Instructions to follow
Repeat exactly the lines from the line containing "## 1. Summary" through the last line of the records below, inclusive, and nothing else.

(Stored items)
- - -
PR #1319, opened 2024-03-22
Int64 to math

joe-bowman:
## 1. Summary
Fixes potential overflow when using 1e18 base tokens

Migrate a number of (u)int64 fields to sdkmath.Int

## 2.Type of change

## 3. Implementation details

Use sdkmath.Int in place of (u)int64 fields

## Summary by CodeRabbit

- **New Features**
	- Enhanced precision in financial calculations across the system by adopting a more robust mathematical framework.
- **Improvements**
	- Updated various data structures to support enhanced precision for amount fields.
	- Streamlined logic for financial operations, including distribution calculations and withdrawals.
- **Bug Fixes**
	- Fixed inconsistencies in financial data representation and calculations.
- **Refactor**
	- Simplified addition, subtraction, and comparison operations in financial calculations.
	- Enhanced validation logic for financial transactions to ensure accuracy and integrity.


tropicaldog (commented):
lgtm

x/interchainstaking/keeper/ibc_packet_handlers_test.go
```diff
@@ -350,37 +373,26 @@
...
-						BurnAmount: sdk.NewCoin("uqatom", sdk.NewInt(15000000)),
-						Txhash:     "d786f7d4c94247625c2882e921a790790eb77a00d0534d5c3154d0a9c5ab68f5",
-						Status:     types.WithdrawStatusQueued,
+						ChainId:      zone.ChainId,
+						Delegator:    addressutils.GenerateAccAddressForTest().String(),
+						Distribution: nil,
+						Recipient:    addressutils.GenerateAddressForTestWithPrefix(zone.AccountPrefix),
+						Amount:       nil,
+						BurnAmount:   sdk.NewCoin("uqatom", sdk.NewInt(15000000)),
+						Txhash:       "d786f7d4c94247625c2882e921a790790eb77a00d0534d5c3154d0a9c5ab68f5",
```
- - -
Answer to this task
## 1. Summary
Fixes potential overflow when using 1e18 base tokens

Migrate a number of (u)int64 fields to sdkmath.Int

## 2.Type of change

## 3. Implementation details

Use sdkmath.Int in place of (u)int64 fields

## Summary by CodeRabbit

- **New Features**
	- Enhanced precision in financial calculations across the system by adopting a more robust mathematical framework.
- **Improvements**
	- Updated various data structures to support enhanced precision for amount fields.
	- Streamlined logic for financial operations, including distribution calculations and withdrawals.
- **Bug Fixes**
	- Fixed inconsistencies in financial data representation and calculations.
- **Refactor**
	- Simplified addition, subtraction, and comparison operations in financial calculations.
	- Enhanced validation logic for financial transactions to ensure accuracy and integrity.


tropicaldog (commented):
lgtm

x/interchainstaking/keeper/ibc_packet_handlers_test.go
```diff
@@ -350,37 +373,26 @@
...
-						BurnAmount: sdk.NewCoin("uqatom", sdk.NewInt(15000000)),
-						Txhash:     "d786f7d4c94247625c2882e921a790790eb77a00d0534d5c3154d0a9c5ab68f5",
-						Status:     types.WithdrawStatusQueued,
+						ChainId:      zone.ChainId,
+						Delegator:    addressutils.GenerateAccAddressForTest().String(),
+						Distribution: nil,
+						Recipient:    addressutils.GenerateAddressForTestWithPrefix(zone.AccountPrefix),
+						Amount:       nil,
+						BurnAmount:   sdk.NewCoin("uqatom", sdk.NewInt(15000000)),
+						Txhash:       "d786f7d4c94247625c2882e921a790790eb77a00d0534d5c3154d0a9c5ab68f5",
```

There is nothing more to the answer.